**Exercise description**
Among the entries below, find the lines with the word "react" and return them.

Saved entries
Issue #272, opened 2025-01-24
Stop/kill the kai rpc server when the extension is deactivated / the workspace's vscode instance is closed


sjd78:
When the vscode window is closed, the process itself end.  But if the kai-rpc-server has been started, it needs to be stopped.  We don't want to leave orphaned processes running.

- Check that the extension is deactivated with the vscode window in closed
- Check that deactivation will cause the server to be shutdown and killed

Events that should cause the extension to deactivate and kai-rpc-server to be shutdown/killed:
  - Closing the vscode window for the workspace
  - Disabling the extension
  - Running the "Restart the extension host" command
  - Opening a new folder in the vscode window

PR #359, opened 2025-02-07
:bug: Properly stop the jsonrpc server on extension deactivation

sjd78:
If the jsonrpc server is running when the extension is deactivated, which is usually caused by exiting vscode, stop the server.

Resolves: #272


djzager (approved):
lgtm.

* * *

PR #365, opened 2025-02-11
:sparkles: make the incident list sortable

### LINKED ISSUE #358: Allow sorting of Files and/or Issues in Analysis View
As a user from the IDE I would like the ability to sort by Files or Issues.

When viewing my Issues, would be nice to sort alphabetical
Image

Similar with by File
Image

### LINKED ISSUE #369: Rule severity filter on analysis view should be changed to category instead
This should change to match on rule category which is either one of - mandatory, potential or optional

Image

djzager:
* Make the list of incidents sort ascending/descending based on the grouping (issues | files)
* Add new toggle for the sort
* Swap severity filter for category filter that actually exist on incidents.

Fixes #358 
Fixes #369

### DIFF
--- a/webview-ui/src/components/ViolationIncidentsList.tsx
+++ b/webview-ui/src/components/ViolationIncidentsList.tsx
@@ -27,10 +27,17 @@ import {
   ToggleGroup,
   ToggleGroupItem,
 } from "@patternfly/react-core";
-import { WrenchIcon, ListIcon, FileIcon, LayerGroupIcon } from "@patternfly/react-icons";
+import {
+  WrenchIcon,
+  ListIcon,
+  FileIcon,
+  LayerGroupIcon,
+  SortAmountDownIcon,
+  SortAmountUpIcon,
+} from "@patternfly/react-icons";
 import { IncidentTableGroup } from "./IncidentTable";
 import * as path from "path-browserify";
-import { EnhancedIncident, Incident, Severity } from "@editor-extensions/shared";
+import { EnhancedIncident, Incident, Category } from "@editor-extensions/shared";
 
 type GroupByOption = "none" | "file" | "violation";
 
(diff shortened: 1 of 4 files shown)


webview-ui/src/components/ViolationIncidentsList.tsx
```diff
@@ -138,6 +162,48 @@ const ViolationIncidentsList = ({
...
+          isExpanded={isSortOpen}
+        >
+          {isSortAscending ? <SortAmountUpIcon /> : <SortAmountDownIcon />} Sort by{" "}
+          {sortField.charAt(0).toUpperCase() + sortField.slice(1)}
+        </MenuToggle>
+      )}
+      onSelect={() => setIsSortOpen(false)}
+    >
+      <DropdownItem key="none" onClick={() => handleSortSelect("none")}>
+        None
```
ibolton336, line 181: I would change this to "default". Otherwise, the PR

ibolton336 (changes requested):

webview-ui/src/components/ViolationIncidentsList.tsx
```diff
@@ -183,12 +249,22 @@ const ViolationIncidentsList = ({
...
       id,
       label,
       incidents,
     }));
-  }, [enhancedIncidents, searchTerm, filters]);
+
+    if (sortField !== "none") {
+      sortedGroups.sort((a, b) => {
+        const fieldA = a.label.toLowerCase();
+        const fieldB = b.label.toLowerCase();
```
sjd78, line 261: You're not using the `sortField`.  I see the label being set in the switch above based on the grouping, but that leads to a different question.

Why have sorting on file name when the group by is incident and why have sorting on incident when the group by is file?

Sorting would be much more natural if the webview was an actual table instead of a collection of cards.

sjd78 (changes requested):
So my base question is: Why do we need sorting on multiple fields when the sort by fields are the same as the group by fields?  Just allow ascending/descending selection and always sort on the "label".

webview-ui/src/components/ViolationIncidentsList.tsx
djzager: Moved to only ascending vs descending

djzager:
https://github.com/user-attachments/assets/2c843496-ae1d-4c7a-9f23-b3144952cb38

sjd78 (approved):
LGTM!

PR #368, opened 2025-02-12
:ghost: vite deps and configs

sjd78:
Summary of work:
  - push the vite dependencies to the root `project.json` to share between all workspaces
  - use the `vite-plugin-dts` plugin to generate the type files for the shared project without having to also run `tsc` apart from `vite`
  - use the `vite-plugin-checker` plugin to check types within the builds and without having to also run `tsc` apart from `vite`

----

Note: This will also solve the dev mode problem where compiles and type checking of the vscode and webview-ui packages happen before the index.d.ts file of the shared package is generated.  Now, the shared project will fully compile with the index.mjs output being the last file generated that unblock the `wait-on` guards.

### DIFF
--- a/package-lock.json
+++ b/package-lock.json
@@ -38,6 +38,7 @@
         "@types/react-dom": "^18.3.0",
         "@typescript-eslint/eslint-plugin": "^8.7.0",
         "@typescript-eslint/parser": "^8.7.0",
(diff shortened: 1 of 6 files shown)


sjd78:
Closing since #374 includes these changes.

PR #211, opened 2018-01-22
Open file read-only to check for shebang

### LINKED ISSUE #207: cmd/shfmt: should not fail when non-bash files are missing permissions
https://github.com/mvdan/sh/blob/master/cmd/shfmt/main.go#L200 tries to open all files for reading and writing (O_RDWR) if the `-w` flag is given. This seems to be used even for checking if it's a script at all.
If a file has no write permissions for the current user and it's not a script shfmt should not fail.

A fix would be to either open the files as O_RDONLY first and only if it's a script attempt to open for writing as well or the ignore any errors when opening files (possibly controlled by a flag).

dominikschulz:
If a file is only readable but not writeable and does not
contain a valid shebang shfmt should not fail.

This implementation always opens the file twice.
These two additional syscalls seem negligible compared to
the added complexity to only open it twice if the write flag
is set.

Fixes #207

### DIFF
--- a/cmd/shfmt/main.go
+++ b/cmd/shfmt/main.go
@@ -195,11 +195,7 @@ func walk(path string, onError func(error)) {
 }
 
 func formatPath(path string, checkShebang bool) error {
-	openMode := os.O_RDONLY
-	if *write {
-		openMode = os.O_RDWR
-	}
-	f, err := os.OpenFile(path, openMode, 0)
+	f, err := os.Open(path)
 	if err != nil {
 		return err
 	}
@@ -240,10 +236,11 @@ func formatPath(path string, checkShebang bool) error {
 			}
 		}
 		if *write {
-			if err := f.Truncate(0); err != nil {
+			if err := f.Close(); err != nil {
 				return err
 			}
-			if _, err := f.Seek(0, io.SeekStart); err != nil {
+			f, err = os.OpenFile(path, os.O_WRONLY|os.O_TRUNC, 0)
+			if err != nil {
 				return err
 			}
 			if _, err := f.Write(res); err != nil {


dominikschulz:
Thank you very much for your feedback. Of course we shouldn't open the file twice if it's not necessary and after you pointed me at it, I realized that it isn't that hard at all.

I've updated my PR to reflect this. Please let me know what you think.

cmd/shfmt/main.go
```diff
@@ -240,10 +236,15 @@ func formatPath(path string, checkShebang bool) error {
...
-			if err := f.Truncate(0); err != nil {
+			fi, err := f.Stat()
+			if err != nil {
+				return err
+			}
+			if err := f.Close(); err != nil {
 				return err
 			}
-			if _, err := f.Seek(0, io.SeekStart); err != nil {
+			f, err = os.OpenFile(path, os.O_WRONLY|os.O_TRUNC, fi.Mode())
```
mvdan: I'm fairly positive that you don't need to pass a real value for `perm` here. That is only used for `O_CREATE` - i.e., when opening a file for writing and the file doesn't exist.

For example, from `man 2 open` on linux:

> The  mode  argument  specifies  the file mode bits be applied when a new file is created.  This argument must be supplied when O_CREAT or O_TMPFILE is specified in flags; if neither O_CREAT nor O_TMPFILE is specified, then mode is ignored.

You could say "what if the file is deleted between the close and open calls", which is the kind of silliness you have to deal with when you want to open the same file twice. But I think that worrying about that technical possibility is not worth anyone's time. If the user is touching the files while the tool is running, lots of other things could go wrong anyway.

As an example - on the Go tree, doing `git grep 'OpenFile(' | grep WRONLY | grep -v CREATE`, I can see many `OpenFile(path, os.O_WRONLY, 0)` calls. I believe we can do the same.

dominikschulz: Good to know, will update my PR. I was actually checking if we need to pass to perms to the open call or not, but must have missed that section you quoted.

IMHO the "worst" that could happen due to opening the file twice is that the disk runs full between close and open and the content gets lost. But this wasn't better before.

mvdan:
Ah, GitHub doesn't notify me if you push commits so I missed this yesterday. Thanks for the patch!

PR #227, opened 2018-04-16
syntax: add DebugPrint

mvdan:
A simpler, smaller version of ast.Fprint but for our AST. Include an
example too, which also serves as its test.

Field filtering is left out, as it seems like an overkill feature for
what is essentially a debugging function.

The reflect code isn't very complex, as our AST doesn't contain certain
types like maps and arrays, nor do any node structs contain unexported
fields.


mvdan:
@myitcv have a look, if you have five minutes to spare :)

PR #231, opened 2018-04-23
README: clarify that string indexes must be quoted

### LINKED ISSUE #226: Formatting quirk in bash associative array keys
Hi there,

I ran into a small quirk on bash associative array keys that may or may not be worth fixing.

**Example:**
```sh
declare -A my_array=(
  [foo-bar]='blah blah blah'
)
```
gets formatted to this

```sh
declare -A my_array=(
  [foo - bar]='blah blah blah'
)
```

* * *

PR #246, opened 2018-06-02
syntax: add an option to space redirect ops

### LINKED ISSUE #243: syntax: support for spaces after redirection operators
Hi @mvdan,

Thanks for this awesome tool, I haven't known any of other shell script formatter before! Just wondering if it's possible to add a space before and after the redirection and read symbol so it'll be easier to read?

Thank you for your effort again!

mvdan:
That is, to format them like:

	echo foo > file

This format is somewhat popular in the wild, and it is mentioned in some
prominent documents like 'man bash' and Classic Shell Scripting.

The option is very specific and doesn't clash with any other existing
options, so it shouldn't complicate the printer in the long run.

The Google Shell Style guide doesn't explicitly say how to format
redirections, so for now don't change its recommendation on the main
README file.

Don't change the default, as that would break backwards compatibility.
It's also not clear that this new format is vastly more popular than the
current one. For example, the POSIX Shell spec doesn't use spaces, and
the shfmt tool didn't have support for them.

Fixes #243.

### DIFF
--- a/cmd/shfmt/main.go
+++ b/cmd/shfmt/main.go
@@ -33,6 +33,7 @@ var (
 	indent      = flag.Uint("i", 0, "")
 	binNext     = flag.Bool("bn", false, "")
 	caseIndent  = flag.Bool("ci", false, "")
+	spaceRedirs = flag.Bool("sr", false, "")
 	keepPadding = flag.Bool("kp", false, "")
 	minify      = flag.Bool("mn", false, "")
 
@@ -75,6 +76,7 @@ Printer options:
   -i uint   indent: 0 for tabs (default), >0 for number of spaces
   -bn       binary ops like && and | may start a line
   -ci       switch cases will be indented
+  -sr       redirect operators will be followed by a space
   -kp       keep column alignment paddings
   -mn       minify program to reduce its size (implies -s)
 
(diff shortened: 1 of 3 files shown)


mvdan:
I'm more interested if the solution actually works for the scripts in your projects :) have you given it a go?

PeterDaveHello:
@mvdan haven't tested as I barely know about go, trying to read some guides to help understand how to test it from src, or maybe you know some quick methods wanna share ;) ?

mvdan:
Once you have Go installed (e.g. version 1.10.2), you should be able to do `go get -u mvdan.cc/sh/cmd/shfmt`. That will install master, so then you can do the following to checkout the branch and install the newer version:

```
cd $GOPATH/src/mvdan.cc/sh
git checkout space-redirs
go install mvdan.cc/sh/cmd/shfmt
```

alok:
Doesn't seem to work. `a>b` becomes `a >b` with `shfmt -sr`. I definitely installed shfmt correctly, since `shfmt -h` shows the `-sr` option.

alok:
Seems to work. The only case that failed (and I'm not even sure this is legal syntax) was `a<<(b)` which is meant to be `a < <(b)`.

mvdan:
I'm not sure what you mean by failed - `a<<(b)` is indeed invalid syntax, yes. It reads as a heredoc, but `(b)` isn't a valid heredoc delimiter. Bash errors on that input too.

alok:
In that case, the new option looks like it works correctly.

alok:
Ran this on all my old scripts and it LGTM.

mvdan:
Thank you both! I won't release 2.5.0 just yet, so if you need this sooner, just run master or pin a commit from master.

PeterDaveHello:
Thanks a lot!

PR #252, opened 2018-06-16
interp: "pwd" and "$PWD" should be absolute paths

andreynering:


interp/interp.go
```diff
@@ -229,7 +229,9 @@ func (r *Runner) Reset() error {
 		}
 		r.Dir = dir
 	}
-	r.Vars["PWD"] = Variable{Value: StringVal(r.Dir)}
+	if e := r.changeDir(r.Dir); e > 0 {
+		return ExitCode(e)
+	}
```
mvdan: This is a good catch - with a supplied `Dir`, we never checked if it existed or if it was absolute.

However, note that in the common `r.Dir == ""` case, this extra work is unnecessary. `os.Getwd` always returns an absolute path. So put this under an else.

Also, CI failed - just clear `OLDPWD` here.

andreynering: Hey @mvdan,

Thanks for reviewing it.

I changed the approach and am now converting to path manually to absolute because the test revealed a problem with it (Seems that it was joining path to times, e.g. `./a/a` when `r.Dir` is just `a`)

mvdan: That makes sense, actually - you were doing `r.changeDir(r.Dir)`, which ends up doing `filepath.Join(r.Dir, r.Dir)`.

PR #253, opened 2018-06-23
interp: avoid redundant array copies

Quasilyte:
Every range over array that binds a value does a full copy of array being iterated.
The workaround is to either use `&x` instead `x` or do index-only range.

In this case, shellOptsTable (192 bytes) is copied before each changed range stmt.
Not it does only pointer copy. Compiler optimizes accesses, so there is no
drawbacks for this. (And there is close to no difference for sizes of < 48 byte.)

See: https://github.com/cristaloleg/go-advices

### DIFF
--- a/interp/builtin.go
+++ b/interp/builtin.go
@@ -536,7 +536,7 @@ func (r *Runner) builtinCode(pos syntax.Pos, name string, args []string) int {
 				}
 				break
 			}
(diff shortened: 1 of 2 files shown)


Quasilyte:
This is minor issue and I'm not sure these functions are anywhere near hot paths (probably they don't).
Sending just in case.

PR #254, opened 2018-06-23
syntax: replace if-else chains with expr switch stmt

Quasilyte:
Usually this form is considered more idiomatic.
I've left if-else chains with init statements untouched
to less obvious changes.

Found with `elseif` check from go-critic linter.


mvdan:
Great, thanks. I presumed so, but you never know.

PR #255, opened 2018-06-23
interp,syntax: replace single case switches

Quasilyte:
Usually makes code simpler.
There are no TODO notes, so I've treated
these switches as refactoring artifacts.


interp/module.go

**Response box**
 } from "@patternfly/react-core";
-import { WrenchIcon, ListIcon, FileIcon, LayerGroupIcon } from "@patternfly/react-icons";
+} from "@patternfly/react-icons";
         "@types/react-dom": "^18.3.0",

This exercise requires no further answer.